======== Records to process ========

PR #553, opened 2016-12-30
Reincorporates error handling using flux

tdowds:
The approach to do this is to pass the original error handlers into Actions where those handlers will eventually be called by stores.

For this particular PR I used AdvisorRosterView as an example for what I will do for the remaining views. In it I was unsure of how necessary it was to handle errors when deleting a delegate. I added it for completeness. 

Additionally, something that might be worth considering is when an error is returned from the server, should we automatically roll back those changes in the store? This would probably require firing another action so that the roll back is emitted to the view. If we don't then to the user the change appears implemented (minus the error message thrown) until the page is refreshed.

### DIFF
--- a/huxley/www/js/actions/DelegateActions.js
+++ b/huxley/www/js/actions/DelegateActions.js
@@ -9,10 +9,11 @@ var ActionConstants = require('constants/ActionConstants');
 var Dispatcher = require('dispatcher/Dispatcher');
 
 var DelegateActions = {
-  deleteDelegate(delegateID) {
+  deleteDelegate(delegateID, error) {
     Dispatcher.dispatch({
       actionType: ActionConstants.DELETE_DELEGATE,
-      delegateID: delegateID
+      delegateID: delegateID,
+      error: error,
     });
   },
 
@@ -23,11 +24,12 @@ var DelegateActions = {
     });
   },
 
-  updateDelegate(delegateID, delta) {
+  updateDelegate(delegateID, delta, error) {
     Dispatcher.dispatch({
       actionType: ActionConstants.UPDATE_DELEGATE,
       delegateID: delegateID,
-      delta: delta
+      delta: delta,
+      error: error,
     });
   },
 
--- a/huxley/www/js/actions/DelegateActions.js
+++ b/huxley/www/js/actions/DelegateActions.js
@@ -9,11 +9,11 @@ var ActionConstants = require('constants/ActionConstants');
 var Dispatcher = require('dispatcher/Dispatcher');
 
 var DelegateActions = {
-  deleteDelegate(delegateID, error) {
+  deleteDelegate(delegateID, onError) {
     Dispatcher.dispatch({
       actionType: ActionConstants.DELETE_DELEGATE,
       delegateID: delegateID,
-      error: error,
+      onError: onError,
     });
   },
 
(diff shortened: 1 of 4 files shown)


huxley/www/js/actions/DelegateActions.js
```diff
@@ -9,10 +9,11 @@ var ActionConstants = require('constants/ActionConstants');
 var Dispatcher = require('dispatcher/Dispatcher');
 
 var DelegateActions = {
-  deleteDelegate(delegateID) {
+  deleteDelegate(delegateID, error) {
     Dispatcher.dispatch({
       actionType: ActionConstants.DELETE_DELEGATE,
-      delegateID: delegateID
+      delegateID: delegateID,
+      error: error,
```
kmeht: I'd name these `onError` to make it clear that they're callbacks.

huxley/www/js/actions/DelegateActions.js
```diff
@@ -23,11 +24,12 @@ var DelegateActions = {
     });
   },
 
-  updateDelegate(delegateID, delta) {
+  updateDelegate(delegateID, delta, error) {
```
kmeht: ditto

huxley/www/js/components/AdvisorRosterView.js
```diff
@@ -237,10 +237,17 @@ var AdvisorRosterView = React.createClass({
     });
   },
 
+  _handleDeleteError: function(response) {
+    window.confirm(
```
kmeht: I think an `alert` would be enough here.

huxley/www/js/stores/DelegateStore.js
```diff
@@ -28,8 +28,8 @@ class DelegateStore extends Store {
     return [];
   }
 
-  deleteDelegate(delegateID) {
-    ServerAPI.deleteDelegate(delegateID);
+  deleteDelegate(delegateID, error) {
+    ServerAPI.deleteDelegate(delegateID).then(null, error);
```
kmeht: You can use the `catch` method of Promise, which only handles errors.

huxley/www/js/stores/DelegateStore.js
```diff
@@ -40,9 +40,9 @@ class DelegateStore extends Store {
     _schoolsDelegates[delegate.school] = [..._schoolsDelegates[delegate.school], delegate];
   }
 
-  updateDelegate(delegateID, delta) {
+  updateDelegate(delegateID, delta, error) {
     const delegate = {..._delegates[delegateID], ...delta};
-    ServerAPI.updateDelegate(delegateID, delegate);
+    ServerAPI.updateDelegate(delegateID, delegate).then(null, error);
```
kmeht: ditto

huxley/www/js/stores/DelegateStore.js
```diff
@@ -28,8 +28,8 @@ class DelegateStore extends Store {
     return [];
   }
 
-  deleteDelegate(delegateID) {
-    ServerAPI.deleteDelegate(delegateID);
+  deleteDelegate(delegateID, error) {
```
kmeht: `onError`

huxley/www/js/stores/DelegateStore.js
```diff
@@ -40,9 +40,9 @@ class DelegateStore extends Store {
     _schoolsDelegates[delegate.school] = [..._schoolsDelegates[delegate.school], delegate];
   }
 
-  updateDelegate(delegateID, delta) {
+  updateDelegate(delegateID, delta, error) {
```
kmeht: `onError`

PR #554, opened 2016-12-31
Set correct contentType on AJAX requests

### LINKED ISSUE #551: Fix weird QueryDict hack for bulk update API views
When sending lists as POST data, the data comes in as a QueryDict. However, when running tests, the data comes in as a list of objects. This requires us to hack around the problem by doing `QueryDict` instance checks. Instead, we should fix our test framework to supply the data in the same way that Django would normally.

kmeht:
This fixes the need to do the QueryDict hack because it correctly sets the content type on the request, which causes it to be parsed as JSON instead of url-encoded data.

This also adds the JSON stringification in ServerAPI, so we don't have to do it manually in the calls.

Resolves #551.

### DIFF
--- a/huxley/api/mixins.py
+++ b/huxley/api/mixins.py
@@ -4,12 +4,11 @@
 import json
 
 from django.db import transaction
-from django.http import QueryDict
+from rest_framework import status
+from rest_framework.response import Response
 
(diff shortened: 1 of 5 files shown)


kmeht:
This is actually broken, fix incoming.

PR #555, opened 2016-12-31
Upgrade to Django 1.9.12

patilpranay:
I've run all the tests and they appear to pass without any needed to update any of the other requirements, most likely because 1.9 itself is pretty old.

However, once we decide to upgrade to Django 1.10, we will have to take care of deprecation warnings due to code part of the Django rest framework.

In terms of new features in 1.9, there is now password validation and an 'on_commit' hook that performs actions after a database transaction. The 'on_commit' hook seems like something useful that we could make some of the code simpler. Thoughts?


kmeht:
Hah, that was easy :)

kmeht:
@patilpranay, I noticed some deprecation warnings in the console when running the server, e.g.

`/Users/kunalm/Sites/Django/huxley/huxley/core/admin/delegate.py:68: RemovedInDjango110Warning: django.conf.urls.patterns() is deprecated and will be removed in Django 1.10. Update your urlpatterns to be a list of django.conf.urls.url() instances instead.`

In future upgrade PRs, these should be fixed along with updating the version in `requirements.txt` :)

Issue #556, opened 2017-01-08
Browser compatibility


m-j-mcdonald:
Right now the ES8 function Object.values is used in several places, such as RegistrationView and CommitteeStore, but only Chrome & Firefox currently support it. This means for example that someone running IE would be unable to register. We should find a way to replace these using functionality from ES7.

kmeht:
Whoops! I didn't realize it was nonstandard still. Babel or core-js should be able to polyfill it.

Issue #505, opened 2016-08-28
ChairSummaryView component


tdowds:
Chairs should be able to leave summaries of their delegates at the end of conference. Need to have a textarea per delegation in which to leave comments. Delegates should be updated in bulk. 

Because this information will be seen by advisors we should protect ourselves by having save and finalization functionality. Therefore whenever a chair saves, their work is saved but it is not visible to advisors. Whenever a chair finalizes, their work will be published to advisors.

PR #561, opened 2017-01-29
#505 Chair Summary View

m-j-mcdonald:
This is the view where chairs can enter feedback for delegations (it's done on a country-level granularity). It introduces a published_summary on the delegate model so chairs can have a published and unpublished version of their comments. This addresses issue #505. Also, this addresses issue #556 quickly (it's just a two line addition so I tacked it on here).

========

Exercise details —
The records above are to be printed out again exactly, without omission.

Response —
PR #553, opened 2016-12-30
Reincorporates error handling using flux

tdowds:
The approach to do this is to pass the original error handlers into Actions where those handlers will eventually be called by stores.

For this particular PR I used AdvisorRosterView as an example for what I will do for the remaining views. In it I was unsure of how necessary it was to handle errors when deleting a delegate. I added it for completeness. 

Additionally, something that might be worth considering is when an error is returned from the server, should we automatically roll back those changes in the store? This would probably require firing another action so that the roll back is emitted to the view. If we don't then to the user the change appears implemented (minus the error message thrown) until the page is refreshed.

### DIFF
--- a/huxley/www/js/actions/DelegateActions.js
+++ b/huxley/www/js/actions/DelegateActions.js
@@ -9,10 +9,11 @@ var ActionConstants = require('constants/ActionConstants');
 var Dispatcher = require('dispatcher/Dispatcher');
 
 var DelegateActions = {
-  deleteDelegate(delegateID) {
+  deleteDelegate(delegateID, error) {
     Dispatcher.dispatch({
       actionType: ActionConstants.DELETE_DELEGATE,
-      delegateID: delegateID
+      delegateID: delegateID,
+      error: error,
     });
   },
 
@@ -23,11 +24,12 @@ var DelegateActions = {
     });
   },
 
-  updateDelegate(delegateID, delta) {
+  updateDelegate(delegateID, delta, error) {
     Dispatcher.dispatch({
       actionType: ActionConstants.UPDATE_DELEGATE,
       delegateID: delegateID,
-      delta: delta
+      delta: delta,
+      error: error,
     });
   },
 
--- a/huxley/www/js/actions/DelegateActions.js
+++ b/huxley/www/js/actions/DelegateActions.js
@@ -9,11 +9,11 @@ var ActionConstants = require('constants/ActionConstants');
 var Dispatcher = require('dispatcher/Dispatcher');
 
 var DelegateActions = {
-  deleteDelegate(delegateID, error) {
+  deleteDelegate(delegateID, onError) {
     Dispatcher.dispatch({
       actionType: ActionConstants.DELETE_DELEGATE,
       delegateID: delegateID,
-      error: error,
+      onError: onError,
     });
   },
 
(diff shortened: 1 of 4 files shown)


huxley/www/js/actions/DelegateActions.js
```diff
@@ -9,10 +9,11 @@ var ActionConstants = require('constants/ActionConstants');
 var Dispatcher = require('dispatcher/Dispatcher');
 
 var DelegateActions = {
-  deleteDelegate(delegateID) {
+  deleteDelegate(delegateID, error) {
     Dispatcher.dispatch({
       actionType: ActionConstants.DELETE_DELEGATE,
-      delegateID: delegateID
+      delegateID: delegateID,
+      error: error,
```
kmeht: I'd name these `onError` to make it clear that they're callbacks.

huxley/www/js/actions/DelegateActions.js
```diff
@@ -23,11 +24,12 @@ var DelegateActions = {
     });
   },
 
-  updateDelegate(delegateID, delta) {
+  updateDelegate(delegateID, delta, error) {
```
kmeht: ditto

huxley/www/js/components/AdvisorRosterView.js
```diff
@@ -237,10 +237,17 @@ var AdvisorRosterView = React.createClass({
     });
   },
 
+  _handleDeleteError: function(response) {
+    window.confirm(
```
kmeht: I think an `alert` would be enough here.

huxley/www/js/stores/DelegateStore.js
```diff
@@ -28,8 +28,8 @@ class DelegateStore extends Store {
     return [];
   }
 
-  deleteDelegate(delegateID) {
-    ServerAPI.deleteDelegate(delegateID);
+  deleteDelegate(delegateID, error) {
+    ServerAPI.deleteDelegate(delegateID).then(null, error);
```
kmeht: You can use the `catch` method of Promise, which only handles errors.

huxley/www/js/stores/DelegateStore.js
```diff
@@ -40,9 +40,9 @@ class DelegateStore extends Store {
     _schoolsDelegates[delegate.school] = [..._schoolsDelegates[delegate.school], delegate];
   }
 
-  updateDelegate(delegateID, delta) {
+  updateDelegate(delegateID, delta, error) {
     const delegate = {..._delegates[delegateID], ...delta};
-    ServerAPI.updateDelegate(delegateID, delegate);
+    ServerAPI.updateDelegate(delegateID, delegate).then(null, error);
```
kmeht: ditto

huxley/www/js/stores/DelegateStore.js
```diff
@@ -28,8 +28,8 @@ class DelegateStore extends Store {
     return [];
   }
 
-  deleteDelegate(delegateID) {
-    ServerAPI.deleteDelegate(delegateID);
+  deleteDelegate(delegateID, error) {
```
kmeht: `onError`

huxley/www/js/stores/DelegateStore.js
```diff
@@ -40,9 +40,9 @@ class DelegateStore extends Store {
     _schoolsDelegates[delegate.school] = [..._schoolsDelegates[delegate.school], delegate];
   }
 
-  updateDelegate(delegateID, delta) {
+  updateDelegate(delegateID, delta, error) {
```
kmeht: `onError`

PR #554, opened 2016-12-31
Set correct contentType on AJAX requests

### LINKED ISSUE #551: Fix weird QueryDict hack for bulk update API views
When sending lists as POST data, the data comes in as a QueryDict. However, when running tests, the data comes in as a list of objects. This requires us to hack around the problem by doing `QueryDict` instance checks. Instead, we should fix our test framework to supply the data in the same way that Django would normally.

kmeht:
This fixes the need to do the QueryDict hack because it correctly sets the content type on the request, which causes it to be parsed as JSON instead of url-encoded data.

This also adds the JSON stringification in ServerAPI, so we don't have to do it manually in the calls.

Resolves #551.

### DIFF
--- a/huxley/api/mixins.py
+++ b/huxley/api/mixins.py
@@ -4,12 +4,11 @@
 import json
 
 from django.db import transaction
-from django.http import QueryDict
+from rest_framework import status
+from rest_framework.response import Response
 
(diff shortened: 1 of 5 files shown)


kmeht:
This is actually broken, fix incoming.

PR #555, opened 2016-12-31
Upgrade to Django 1.9.12

patilpranay:
I've run all the tests and they appear to pass without any needed to update any of the other requirements, most likely because 1.9 itself is pretty old.

However, once we decide to upgrade to Django 1.10, we will have to take care of deprecation warnings due to code part of the Django rest framework.

In terms of new features in 1.9, there is now password validation and an 'on_commit' hook that performs actions after a database transaction. The 'on_commit' hook seems like something useful that we could make some of the code simpler. Thoughts?


kmeht:
Hah, that was easy :)

kmeht:
@patilpranay, I noticed some deprecation warnings in the console when running the server, e.g.

`/Users/kunalm/Sites/Django/huxley/huxley/core/admin/delegate.py:68: RemovedInDjango110Warning: django.conf.urls.patterns() is deprecated and will be removed in Django 1.10. Update your urlpatterns to be a list of django.conf.urls.url() instances instead.`

In future upgrade PRs, these should be fixed along with updating the version in `requirements.txt` :)

Issue #556, opened 2017-01-08
Browser compatibility


m-j-mcdonald:
Right now the ES8 function Object.values is used in several places, such as RegistrationView and CommitteeStore, but only Chrome & Firefox currently support it. This means for example that someone running IE would be unable to register. We should find a way to replace these using functionality from ES7.

kmeht:
Whoops! I didn't realize it was nonstandard still. Babel or core-js should be able to polyfill it.

Issue #505, opened 2016-08-28
ChairSummaryView component


tdowds:
Chairs should be able to leave summaries of their delegates at the end of conference. Need to have a textarea per delegation in which to leave comments. Delegates should be updated in bulk. 

Because this information will be seen by advisors we should protect ourselves by having save and finalization functionality. Therefore whenever a chair saves, their work is saved but it is not visible to advisors. Whenever a chair finalizes, their work will be published to advisors.

PR #561, opened 2017-01-29
#505 Chair Summary View

m-j-mcdonald:
This is the view where chairs can enter feedback for delegations (it's done on a country-level granularity). It introduces a published_summary on the delegate model so chairs can have a published and unpublished version of their comments. This addresses issue #505. Also, this addresses issue #556 quickly (it's just a two line addition so I tacked it on here).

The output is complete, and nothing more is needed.